* WHAT TO DO *
Show each line of the records below where the word "then" occurs.

* DATA IN THIS EXERCISE *
PR #5298, opened 2018-10-30
Import versions from @bazel_skylib//lib:versions.bzl

rogerhub:
@bazel_skylib//:lib is supposedly deprecated. The 'versions' struct in lib.bzl was committed to bazel-skylib at the same time as //lib:versions.bzl, so there should be no backward incompatibility.

### DIFF
--- a/examples/WORKSPACE
+++ b/examples/WORKSPACE
@@ -39,5 +39,5 @@ http_archive(
     urls = ["https://github.com/bazelbuild/bazel-skylib/archive/2169ae1c374aab4a09aa90e65efe1a3aad4e279b.tar.gz"],
 )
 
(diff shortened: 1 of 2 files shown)


JaredNeil:
Should also update [examples/WORKSPACE#L42](https://github.com/protocolbuffers/protobuf/blob/master/examples/WORKSPACE#L42)

rogerhub:
> Should also update [examples/WORKSPACE#L42](https://github.com/protocolbuffers/protobuf/blob/master/examples/WORKSPACE#L42)

Done. Please take a look.

acozzette:
Thanks for the PR! Sorry for the delay merging this.

PR #5300, opened 2018-10-30
Build updates

joshkel:
Make language instructions' documentation links clickable. (See 86208c5.)

Add a `git submodules` check to autogen.sh. Running `./autogen.sh && ./configure && make` happens to work without initializing git submodules - but autogen.sh writes to what is supposed to be a git submodules directory, so trying to later initialize git submodules fails. Adding a check makes building a bit more reliable for people who miss this step.

### DIFF
--- a/autogen.sh
+++ b/autogen.sh
@@ -26,6 +26,17 @@ __EOF__
   exit 1
 fi
 
+# Verify the third_party directory before we start writing to it below.
+if test ! -d third_party/googletest/googletest; then
+  cat >&2 << __EOF__
+Third party code is missing.  Please run the following command, if you have
+not yet done so:
+
+git submodule update --init --recursive
+__EOF__
+  exit 1
+fi
+
 set -ex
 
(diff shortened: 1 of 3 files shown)


TeBoring:
I think in autogen.sh, you should just create the m4 dir only if the ```third_party/googletest``` .

TeBoring:
Any update?

joshkel:
Sorry for the delayed reply.

If the [installation instructions](https://github.com/protocolbuffers/protobuf/tree/master/src#c-installation---unix) say to make sure that submodules are initialized, and the test suite requires that submodules be initialized, and autogen.sh had assumed that submodules were initialized, I thought it might be better to enforce that?

I'm happy to do whichever you prefer; just let me know. And thank you for the reply and follow-up.

TeBoring:
any update?

joshkel:
I've incorporated your feedback, @TeBoring. I'm sorry it's taken me so long to get back to you on this.

PR #5302, opened 2018-10-31
Fix potential linking errors for MSVC

peterjc123:
When the moving semantics is used on a Type in the statically built library, the following error will be thrown: `error LNK2019: unresolved external symbol "const NAMESPACE::Type::`vftable'"`. It can be solved by moving the implementation of the moving constructor to the source file.

### DIFF
--- a/src/google/protobuf/type.pb.cc
+++ b/src/google/protobuf/type.pb.cc
@@ -443,6 +443,10 @@ Type::Type(const Type& from)
   syntax_ = from.syntax_;
   // @@protoc_insertion_point(copy_constructor:google.protobuf.Type)
 }
+Type::Type(Type&& from) noexcept
+  : Type() {
+  *this = ::std::move(from);
+}
 
 void Type::SharedCtor() {
   ::google::protobuf::internal::InitSCC(
@@ -1089,6 +1093,10 @@ Field::Field(const Field& from)
     static_cast<size_t>(reinterpret_cast<char*>(&packed_) -
     reinterpret_cast<char*>(&kind_)) + sizeof(packed_));
   // @@protoc_insertion_point(copy_constructor:google.protobuf.Field)
+}
+Field::Field(Field&& from) noexcept
+  : Field() {
+  *this = ::std::move(from);
 }
 
 void Field::SharedCtor() {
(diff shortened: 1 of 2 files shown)


acozzette:
@peterjc123 All the `pb.h` and `pb.cc` files are generated by `protoc` (the proto compiler), so for this change to be permanent it has be made in `protoc`. Do you have any more details on why this is needed, though? Is this a workaround for an MSVC bug?

peterjc123:
@acozzette Could you tell you how to change in `protoc`? BTW, I have no idea why this error triggered and this one may be a workaround for a potential MSVC bug.

acozzette:
To make this change in `protoc` you would need to edit the code around [here](https://github.com/protocolbuffers/protobuf/blob/cd95c791497747043200755a4e45e1ead98e85b3/src/google/protobuf/compiler/cpp/cpp_message.cc#L998). But I think we would be hesitant to accept this change without knowing more about the linker error and how this solves it.

peterjc123:
@davidbrownellMS Could you please add some context here?

peterjc123:
cc. @davidbrownellWork @davidbrownell

davidbrownellWork:
I've been looking at this issue off and on and still don't have a clear understanding of why it is happening. I have 2 guesses, neither of which I have been able to confirm.

1) The most likely is that the header files are being included by object files compiled with settings that impact the generated ABI; when it comes time to perform the final linking, the ABIs are incompatible which is causing the linker error. I am working through some discrepancies between the use of /EHsc and /EHa that *could* have this kind of impact, although I don't think it is causing this particular error.

2) A less likely, but still possible scenario is that this is a compiler bug. CUDA forces us to use an older version of MSVC, and it support around noexcept and constexpr isn't the best (for example, here is a change that I needed to make to work around a similar limitation in the compiler (https://github.com/davidbrownellWork/pytorch/pull/1/files#diff-9aba44730805b771612ecbc074298fcbR32). I'm always hesitant to blame the compiler, because I usually turn out to be wrong when I have done that in the past :).

acozzette:
Let me close this PR since there hasn't been any activity on it for a while.

PR #5309, opened 2018-11-01
Support suppressing the objc package prefix checks on a list of files.

thomasvl:


src/google/protobuf/compiler/objectivec/objectivec_generator.cc
```diff
@@ -89,6 +89,12 @@ bool ObjectiveCGenerator::GenerateAll(const std::vector<const FileDescriptor*>&
       // There is no validation that the prefixes are good prefixes, it is
       // assumed that they are when you create the file.
       generation_options.expected_prefixes_path = options[i].second;
+    } else if (options[i].first == "expected_prefixes_suppressions") {
+      // A semicolon delimited string that lists the paths of .proto files to
+      // skip the package prefix validations (expected_prefixes_path). This is
+      // provided as an "out", to skip some files being becked.
```
dmaclach: What is becked?

A semicolon delimited string that lists the paths of .proto files to exclude from the package prefix validations...

src/google/protobuf/compiler/objectivec/objectivec_helpers.cc
```diff
@@ -1169,6 +1173,15 @@ bool ValidateObjCClassPrefixes(const std::vector<const FileDescriptor*>& files,
   }
 
   for (int i = 0; i < files.size(); i++) {
+    bool should_skip =
+      (std::find(generation_options.expected_prefixes_suppressions.begin(),
+                 generation_options.expected_prefixes_suppressions.end(),
+                 files[i]->name())
+          != generation_options.expected_prefixes_suppressions.end());
+    if (should_skip) {
+      return true;
```
dmaclach: Should this be 'return true', or should this be a 'continue'? Don't we want to validate all of the files?

src/google/protobuf/compiler/objectivec/objectivec_generator.cc
thomasvl: Done

src/google/protobuf/compiler/objectivec/objectivec_helpers.cc
thomasvl: done.

PR #5323, opened 2018-11-08
compiler/cpp: replace NULL with nullptr

aconchillo:
This avoids compiler errors/warnings if zero-as-null-pointer-constant is considered an error or warning.

Not sure this is something you want as is. May be an option would be to pass a flag to `protoc` to specify if you want code for c++11 or older, for example?

### DIFF
--- a/src/google/protobuf/any.pb.cc
+++ b/src/google/protobuf/any.pb.cc
@@ -134,13 +134,13 @@ const int Any::kValueFieldNumber;
 #endif  // !defined(_MSC_VER) || _MSC_VER >= 1900
 
 Any::Any()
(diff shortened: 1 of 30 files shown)


acozzette:
@aconchillo Thanks for the pull request! Sorry but I just merged a big change that seems to have caused a conflict--if you wouldn't mind just fixing the merge conflict then I'll merge this as soon as that's done.

aconchillo:
Hi @acozzette! Done. I also called `generate_descriptor_proto.sh` so I could run the unit tests, all good. I updated the commit with the autoegenerated changes. Let me know if there's anything else.

acozzette:
Thanks @aconchillo!

Issue #4489, opened 2018-04-08
need a Warning on the usage of pure Python implementation


jizhilong:
In some complexed circumstance like grpc services, a pure python implementation may dramatically take down the whole performance, if there was a message in the logs explicitly warning people this would be a bottleneck, the time costed for troubleshooting such issues would be decreased a lot.

anandolee:
Cpp extension is not the default implementation yet and the major google internal projects are still using pure python. Add this warning will produce annoying message for lot of projects.

We are still working on fixing the behavior difference of pure python and cpp extension and planning to migrate the default implementation to cpp extension. I'd expect to see this warning added after that

PR #5334, opened 2018-11-10
dump warning on usage of pure python implementaion on non-pypy platforms

jizhilong:
for closing #4489


jizhilong:
I signed it!

anandolee:
Pure python is not the default implementation yet and the major google internal projects are still using pure python. Add this warning will know produce annoying message for lot of projects.

We are still working on fixing the behavior difference of pure python and cpp extension and planning to migrate the default implementation to cpp extension. I'd expect to see this warning added after that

* ANSWER TO THE PROBLEM *
+if test ! -d third_party/googletest/googletest; then
@aconchillo Thanks for the pull request! Sorry but I just merged a big change that seems to have caused a conflict--if you wouldn't mind just fixing the merge conflict then I'll merge this as soon as that's done.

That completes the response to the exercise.